ABOUT THIS EXERCISE: From the listing below, work out how many lines contain "trace"; the answer is that number and nothing more.

"""

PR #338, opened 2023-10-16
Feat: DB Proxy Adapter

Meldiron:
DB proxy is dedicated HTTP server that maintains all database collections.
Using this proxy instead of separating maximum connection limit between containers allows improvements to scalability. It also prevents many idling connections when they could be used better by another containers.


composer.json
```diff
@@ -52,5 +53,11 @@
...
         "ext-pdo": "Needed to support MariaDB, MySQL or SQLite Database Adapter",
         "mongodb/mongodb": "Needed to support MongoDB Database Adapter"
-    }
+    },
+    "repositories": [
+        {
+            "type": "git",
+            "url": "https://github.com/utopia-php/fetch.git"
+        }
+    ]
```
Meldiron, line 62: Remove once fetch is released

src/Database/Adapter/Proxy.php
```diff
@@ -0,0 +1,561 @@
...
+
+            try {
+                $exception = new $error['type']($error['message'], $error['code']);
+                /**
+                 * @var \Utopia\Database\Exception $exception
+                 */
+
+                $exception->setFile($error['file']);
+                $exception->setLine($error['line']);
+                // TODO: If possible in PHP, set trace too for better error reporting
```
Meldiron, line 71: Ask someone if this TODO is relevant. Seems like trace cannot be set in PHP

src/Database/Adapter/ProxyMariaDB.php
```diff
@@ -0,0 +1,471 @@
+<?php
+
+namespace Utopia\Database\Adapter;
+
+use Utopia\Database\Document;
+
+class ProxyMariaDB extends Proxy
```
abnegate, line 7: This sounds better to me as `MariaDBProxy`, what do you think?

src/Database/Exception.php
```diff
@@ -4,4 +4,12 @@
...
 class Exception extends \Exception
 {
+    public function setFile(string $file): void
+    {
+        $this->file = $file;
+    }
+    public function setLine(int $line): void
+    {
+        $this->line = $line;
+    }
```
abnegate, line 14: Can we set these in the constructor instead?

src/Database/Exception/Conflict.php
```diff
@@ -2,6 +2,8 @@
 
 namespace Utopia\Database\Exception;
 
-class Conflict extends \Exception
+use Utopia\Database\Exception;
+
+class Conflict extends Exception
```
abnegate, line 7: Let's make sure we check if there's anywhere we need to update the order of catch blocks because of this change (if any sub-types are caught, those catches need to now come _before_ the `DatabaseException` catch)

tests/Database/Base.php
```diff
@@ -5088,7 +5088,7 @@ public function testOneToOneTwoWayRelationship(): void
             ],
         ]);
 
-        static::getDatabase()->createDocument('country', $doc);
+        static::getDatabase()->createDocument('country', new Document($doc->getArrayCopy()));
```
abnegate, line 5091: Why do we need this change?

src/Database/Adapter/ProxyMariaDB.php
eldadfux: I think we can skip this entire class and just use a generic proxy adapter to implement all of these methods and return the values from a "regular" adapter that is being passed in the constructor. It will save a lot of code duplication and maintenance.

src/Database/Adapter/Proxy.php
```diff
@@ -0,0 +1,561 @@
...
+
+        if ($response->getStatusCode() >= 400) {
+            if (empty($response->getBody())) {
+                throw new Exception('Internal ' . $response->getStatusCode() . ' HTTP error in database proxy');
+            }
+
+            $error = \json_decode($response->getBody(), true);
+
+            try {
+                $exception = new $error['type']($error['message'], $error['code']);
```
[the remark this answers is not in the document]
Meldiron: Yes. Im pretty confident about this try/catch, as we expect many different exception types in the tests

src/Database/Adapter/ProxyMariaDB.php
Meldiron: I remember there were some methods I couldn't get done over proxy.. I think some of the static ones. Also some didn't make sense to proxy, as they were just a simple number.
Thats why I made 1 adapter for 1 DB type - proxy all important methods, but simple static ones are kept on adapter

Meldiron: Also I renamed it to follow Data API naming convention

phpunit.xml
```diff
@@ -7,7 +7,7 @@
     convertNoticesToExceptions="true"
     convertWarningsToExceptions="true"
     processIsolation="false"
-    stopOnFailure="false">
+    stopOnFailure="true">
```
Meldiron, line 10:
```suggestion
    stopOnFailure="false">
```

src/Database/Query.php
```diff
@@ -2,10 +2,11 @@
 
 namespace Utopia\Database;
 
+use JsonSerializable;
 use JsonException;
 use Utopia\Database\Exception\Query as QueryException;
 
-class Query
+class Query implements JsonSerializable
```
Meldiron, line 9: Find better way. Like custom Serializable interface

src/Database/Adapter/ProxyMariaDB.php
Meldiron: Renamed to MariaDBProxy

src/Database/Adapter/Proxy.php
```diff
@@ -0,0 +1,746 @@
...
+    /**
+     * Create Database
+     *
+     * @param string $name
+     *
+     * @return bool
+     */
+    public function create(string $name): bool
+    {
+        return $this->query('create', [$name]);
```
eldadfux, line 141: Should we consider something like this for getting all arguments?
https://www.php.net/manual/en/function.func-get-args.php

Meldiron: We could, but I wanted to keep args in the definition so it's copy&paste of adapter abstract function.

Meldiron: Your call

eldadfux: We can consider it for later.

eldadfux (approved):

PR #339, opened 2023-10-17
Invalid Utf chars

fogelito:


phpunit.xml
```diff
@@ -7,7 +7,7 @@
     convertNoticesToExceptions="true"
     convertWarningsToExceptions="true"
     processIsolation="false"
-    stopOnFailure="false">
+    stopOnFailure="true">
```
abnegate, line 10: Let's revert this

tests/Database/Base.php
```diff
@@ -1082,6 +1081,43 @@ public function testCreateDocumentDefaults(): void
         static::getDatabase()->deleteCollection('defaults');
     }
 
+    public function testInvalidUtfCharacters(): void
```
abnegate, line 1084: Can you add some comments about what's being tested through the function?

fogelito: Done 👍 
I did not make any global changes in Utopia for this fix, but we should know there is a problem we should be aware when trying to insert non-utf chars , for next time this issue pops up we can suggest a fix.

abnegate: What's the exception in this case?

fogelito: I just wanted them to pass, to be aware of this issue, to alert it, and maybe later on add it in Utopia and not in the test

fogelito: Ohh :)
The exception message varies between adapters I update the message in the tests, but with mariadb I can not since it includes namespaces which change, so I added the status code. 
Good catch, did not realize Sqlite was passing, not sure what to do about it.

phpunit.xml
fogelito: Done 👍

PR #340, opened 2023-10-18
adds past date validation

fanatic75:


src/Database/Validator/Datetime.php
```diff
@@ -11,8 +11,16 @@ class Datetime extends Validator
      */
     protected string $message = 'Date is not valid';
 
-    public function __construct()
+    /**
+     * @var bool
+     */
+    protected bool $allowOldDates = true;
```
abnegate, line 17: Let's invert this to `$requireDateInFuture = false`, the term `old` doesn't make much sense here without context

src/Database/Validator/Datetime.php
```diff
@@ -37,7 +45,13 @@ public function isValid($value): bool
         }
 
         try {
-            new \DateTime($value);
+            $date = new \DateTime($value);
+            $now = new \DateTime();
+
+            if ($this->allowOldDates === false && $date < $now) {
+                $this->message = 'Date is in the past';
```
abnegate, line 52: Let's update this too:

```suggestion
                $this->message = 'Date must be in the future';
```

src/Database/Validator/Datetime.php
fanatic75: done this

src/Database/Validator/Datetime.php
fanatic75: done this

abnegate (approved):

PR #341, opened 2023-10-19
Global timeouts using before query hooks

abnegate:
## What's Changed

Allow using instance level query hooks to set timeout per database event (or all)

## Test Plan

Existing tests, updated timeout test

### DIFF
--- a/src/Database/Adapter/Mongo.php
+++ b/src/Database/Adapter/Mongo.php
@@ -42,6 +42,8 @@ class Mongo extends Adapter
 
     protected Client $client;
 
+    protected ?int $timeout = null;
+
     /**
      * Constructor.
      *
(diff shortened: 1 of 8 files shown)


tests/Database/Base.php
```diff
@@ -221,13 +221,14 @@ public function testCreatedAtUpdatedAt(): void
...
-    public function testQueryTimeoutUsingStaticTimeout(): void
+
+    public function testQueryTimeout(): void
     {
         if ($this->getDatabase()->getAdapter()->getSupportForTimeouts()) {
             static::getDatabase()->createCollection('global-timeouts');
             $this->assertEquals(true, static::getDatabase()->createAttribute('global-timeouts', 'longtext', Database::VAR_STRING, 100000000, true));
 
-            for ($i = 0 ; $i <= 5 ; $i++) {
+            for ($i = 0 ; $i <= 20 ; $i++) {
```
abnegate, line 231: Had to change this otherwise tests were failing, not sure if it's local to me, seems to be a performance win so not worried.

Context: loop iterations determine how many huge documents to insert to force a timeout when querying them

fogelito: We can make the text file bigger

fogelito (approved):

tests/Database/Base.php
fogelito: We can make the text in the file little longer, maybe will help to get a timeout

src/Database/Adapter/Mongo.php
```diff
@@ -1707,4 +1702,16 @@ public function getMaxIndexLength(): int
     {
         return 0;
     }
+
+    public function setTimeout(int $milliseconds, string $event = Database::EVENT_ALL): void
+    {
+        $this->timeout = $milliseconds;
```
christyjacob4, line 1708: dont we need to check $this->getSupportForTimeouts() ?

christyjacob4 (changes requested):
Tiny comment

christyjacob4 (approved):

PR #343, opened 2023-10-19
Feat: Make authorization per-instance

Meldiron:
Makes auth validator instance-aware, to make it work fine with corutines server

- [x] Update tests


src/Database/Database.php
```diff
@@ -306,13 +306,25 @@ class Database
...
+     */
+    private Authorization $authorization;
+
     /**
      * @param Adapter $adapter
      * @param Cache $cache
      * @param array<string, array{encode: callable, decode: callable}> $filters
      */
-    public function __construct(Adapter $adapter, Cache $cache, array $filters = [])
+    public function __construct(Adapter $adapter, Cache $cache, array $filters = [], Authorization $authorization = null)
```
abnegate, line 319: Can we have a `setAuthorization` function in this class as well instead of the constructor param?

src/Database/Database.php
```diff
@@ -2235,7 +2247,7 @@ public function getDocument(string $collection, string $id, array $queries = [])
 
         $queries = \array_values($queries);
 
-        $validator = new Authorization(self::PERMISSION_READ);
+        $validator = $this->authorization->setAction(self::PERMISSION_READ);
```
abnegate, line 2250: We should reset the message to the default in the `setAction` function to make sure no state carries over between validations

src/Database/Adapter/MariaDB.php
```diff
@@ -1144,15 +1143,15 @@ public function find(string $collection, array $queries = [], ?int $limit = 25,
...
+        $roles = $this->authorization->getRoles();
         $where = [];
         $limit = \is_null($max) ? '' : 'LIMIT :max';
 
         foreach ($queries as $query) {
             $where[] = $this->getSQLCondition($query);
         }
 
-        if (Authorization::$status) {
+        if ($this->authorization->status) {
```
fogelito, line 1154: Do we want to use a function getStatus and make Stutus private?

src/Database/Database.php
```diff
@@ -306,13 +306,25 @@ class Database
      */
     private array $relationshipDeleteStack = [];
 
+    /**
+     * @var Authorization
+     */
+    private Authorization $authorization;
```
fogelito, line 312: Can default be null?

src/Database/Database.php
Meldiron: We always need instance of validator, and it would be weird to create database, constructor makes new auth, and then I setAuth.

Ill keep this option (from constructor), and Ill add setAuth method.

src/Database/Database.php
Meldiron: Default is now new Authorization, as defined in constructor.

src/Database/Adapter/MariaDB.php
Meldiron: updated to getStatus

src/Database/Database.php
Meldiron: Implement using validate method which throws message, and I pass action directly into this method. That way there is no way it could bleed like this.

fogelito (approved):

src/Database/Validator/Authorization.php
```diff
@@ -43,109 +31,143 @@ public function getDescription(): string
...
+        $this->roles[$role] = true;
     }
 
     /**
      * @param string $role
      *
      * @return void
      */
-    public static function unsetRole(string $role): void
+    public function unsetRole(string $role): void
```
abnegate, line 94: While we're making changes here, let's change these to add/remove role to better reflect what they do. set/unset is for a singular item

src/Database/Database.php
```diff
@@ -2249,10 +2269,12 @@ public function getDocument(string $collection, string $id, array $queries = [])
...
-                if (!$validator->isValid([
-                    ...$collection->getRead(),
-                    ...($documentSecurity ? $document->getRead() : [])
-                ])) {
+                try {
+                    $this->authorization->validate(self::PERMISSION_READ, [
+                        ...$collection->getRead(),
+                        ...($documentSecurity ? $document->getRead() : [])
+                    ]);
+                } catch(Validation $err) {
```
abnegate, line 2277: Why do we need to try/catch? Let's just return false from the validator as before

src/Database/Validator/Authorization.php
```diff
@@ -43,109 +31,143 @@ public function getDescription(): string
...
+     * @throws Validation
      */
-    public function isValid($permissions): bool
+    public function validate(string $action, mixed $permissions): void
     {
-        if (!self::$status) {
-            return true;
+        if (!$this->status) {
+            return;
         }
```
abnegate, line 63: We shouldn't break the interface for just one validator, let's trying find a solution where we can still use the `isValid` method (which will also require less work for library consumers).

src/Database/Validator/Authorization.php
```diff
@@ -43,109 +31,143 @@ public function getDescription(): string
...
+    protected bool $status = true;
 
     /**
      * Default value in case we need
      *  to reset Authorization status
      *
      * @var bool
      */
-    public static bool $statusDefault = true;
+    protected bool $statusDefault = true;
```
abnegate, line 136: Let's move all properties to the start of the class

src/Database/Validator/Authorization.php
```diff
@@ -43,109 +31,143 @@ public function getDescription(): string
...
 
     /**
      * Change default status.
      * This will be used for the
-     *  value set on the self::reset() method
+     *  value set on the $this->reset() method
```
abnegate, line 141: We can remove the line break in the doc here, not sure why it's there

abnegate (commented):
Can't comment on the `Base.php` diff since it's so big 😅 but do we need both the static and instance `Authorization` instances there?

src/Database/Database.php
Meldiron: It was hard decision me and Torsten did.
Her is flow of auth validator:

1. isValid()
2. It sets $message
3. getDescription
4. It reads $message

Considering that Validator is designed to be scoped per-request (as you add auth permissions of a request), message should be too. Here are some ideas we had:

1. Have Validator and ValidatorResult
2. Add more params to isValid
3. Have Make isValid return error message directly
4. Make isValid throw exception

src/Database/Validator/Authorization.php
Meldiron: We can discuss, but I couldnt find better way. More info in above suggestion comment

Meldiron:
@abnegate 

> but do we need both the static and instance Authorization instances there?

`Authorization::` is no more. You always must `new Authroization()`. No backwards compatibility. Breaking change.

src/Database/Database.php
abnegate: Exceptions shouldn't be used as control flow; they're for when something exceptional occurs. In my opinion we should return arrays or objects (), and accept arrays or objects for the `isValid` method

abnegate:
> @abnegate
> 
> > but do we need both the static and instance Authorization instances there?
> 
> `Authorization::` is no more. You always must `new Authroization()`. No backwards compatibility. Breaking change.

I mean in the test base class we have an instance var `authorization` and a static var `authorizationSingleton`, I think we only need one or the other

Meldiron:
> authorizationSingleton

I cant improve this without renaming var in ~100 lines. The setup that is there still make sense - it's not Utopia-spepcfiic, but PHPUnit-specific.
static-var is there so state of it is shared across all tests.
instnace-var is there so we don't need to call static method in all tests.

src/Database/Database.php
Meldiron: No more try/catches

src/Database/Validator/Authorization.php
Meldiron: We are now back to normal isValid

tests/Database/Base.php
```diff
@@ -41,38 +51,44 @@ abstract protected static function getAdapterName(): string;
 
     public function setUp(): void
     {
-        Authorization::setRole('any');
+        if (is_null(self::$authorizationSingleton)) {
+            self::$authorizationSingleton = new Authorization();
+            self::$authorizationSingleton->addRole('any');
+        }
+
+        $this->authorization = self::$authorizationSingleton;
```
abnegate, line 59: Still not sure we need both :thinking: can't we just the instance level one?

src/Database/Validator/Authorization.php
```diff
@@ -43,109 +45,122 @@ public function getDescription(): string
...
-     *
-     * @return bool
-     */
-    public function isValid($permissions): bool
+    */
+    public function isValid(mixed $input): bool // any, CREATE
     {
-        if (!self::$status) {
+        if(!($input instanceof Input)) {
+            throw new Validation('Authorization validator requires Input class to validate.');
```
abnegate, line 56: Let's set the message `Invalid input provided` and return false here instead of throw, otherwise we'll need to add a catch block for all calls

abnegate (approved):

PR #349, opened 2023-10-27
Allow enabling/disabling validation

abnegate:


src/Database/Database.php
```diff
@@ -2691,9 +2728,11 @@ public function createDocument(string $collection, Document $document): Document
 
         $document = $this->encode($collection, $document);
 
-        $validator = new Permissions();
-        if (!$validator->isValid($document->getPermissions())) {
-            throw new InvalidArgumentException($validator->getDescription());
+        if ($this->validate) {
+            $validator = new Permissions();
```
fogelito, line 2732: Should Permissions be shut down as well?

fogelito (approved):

"""

EXERCISE ANSWER: 2